Exercise: Of the records that follow, copy only the lines from the line containing "Issue #968, opened 2018-02-01" to the line containing "it works correctly", both included, exactly as written.

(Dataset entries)
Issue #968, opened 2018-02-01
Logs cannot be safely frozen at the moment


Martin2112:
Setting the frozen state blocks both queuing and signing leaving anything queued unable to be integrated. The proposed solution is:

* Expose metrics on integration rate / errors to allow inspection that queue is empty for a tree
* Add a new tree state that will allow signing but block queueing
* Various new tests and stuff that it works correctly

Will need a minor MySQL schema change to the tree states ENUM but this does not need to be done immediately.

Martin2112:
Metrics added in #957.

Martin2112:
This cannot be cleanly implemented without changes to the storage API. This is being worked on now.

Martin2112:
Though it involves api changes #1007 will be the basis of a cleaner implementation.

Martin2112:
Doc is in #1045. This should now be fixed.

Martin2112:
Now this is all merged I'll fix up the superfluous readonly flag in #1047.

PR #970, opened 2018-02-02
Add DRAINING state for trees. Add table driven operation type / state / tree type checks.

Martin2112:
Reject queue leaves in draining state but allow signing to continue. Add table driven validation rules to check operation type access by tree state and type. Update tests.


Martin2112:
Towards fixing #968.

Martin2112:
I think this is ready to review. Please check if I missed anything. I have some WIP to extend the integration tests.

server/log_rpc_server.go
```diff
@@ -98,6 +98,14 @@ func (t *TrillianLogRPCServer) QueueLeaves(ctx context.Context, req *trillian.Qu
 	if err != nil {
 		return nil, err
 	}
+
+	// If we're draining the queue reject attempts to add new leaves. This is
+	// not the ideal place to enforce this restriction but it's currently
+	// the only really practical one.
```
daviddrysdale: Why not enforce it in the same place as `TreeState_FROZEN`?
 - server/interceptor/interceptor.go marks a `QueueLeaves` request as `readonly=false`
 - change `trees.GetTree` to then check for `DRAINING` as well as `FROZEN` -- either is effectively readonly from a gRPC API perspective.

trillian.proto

==

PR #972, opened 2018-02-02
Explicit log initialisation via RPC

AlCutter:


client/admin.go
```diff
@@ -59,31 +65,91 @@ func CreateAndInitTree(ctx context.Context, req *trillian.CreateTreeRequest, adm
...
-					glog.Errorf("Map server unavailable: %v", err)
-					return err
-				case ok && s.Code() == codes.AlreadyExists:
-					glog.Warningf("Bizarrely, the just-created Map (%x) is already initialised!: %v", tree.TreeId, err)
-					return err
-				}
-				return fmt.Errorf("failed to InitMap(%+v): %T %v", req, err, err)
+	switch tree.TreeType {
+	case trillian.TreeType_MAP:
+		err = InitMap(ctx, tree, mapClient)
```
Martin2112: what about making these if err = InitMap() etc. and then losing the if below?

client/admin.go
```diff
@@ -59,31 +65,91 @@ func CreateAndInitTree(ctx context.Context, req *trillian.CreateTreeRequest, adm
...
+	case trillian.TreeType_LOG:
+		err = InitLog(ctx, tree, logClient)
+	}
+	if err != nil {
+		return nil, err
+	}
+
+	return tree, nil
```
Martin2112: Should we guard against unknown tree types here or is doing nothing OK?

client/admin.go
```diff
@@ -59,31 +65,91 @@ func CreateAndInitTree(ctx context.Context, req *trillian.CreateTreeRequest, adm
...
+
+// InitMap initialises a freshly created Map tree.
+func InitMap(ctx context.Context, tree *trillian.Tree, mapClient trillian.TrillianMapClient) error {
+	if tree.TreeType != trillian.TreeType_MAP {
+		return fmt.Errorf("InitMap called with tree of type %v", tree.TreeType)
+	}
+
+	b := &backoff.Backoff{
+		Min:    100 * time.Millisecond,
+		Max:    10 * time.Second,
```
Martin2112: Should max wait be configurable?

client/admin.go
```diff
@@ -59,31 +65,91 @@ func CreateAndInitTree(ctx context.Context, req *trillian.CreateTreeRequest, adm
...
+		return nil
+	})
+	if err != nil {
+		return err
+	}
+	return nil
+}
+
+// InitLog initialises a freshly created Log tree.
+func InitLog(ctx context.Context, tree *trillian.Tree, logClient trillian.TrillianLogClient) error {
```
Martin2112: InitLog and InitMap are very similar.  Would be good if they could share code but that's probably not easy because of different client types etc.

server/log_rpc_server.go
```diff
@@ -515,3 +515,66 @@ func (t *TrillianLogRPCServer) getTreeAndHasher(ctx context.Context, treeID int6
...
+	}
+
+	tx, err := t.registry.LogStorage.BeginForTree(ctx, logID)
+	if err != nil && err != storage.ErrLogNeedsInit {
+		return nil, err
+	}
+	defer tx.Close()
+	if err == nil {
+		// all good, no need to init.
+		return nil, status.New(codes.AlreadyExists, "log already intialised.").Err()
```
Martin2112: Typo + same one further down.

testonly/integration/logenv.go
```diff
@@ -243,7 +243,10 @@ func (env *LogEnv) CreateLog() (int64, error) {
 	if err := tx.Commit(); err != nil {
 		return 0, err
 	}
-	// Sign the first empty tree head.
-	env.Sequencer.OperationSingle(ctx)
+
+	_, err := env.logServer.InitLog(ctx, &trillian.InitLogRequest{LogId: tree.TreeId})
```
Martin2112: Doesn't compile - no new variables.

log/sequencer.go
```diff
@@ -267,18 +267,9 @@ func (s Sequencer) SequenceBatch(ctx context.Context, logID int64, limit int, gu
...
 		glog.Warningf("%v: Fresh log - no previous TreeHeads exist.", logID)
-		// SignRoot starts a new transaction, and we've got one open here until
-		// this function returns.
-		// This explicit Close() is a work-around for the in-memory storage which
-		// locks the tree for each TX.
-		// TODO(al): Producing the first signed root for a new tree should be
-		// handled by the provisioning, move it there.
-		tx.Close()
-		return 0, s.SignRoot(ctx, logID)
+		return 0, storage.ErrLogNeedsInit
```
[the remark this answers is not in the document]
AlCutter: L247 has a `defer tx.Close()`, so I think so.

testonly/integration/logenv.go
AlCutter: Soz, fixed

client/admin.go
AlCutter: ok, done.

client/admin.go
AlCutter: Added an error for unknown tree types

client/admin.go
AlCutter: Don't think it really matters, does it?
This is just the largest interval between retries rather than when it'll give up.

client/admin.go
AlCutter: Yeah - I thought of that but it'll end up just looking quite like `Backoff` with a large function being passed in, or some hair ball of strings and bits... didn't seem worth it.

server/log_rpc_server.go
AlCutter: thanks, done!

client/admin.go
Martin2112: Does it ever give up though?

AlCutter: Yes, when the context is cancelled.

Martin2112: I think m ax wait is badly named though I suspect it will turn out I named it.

Output of the task:
Issue #968, opened 2018-02-01
Logs cannot be safely frozen at the moment


Martin2112:
Setting the frozen state blocks both queuing and signing leaving anything queued unable to be integrated. The proposed solution is:

* Expose metrics on integration rate / errors to allow inspection that queue is empty for a tree
* Add a new tree state that will allow signing but block queueing
* Various new tests and stuff that it works correctly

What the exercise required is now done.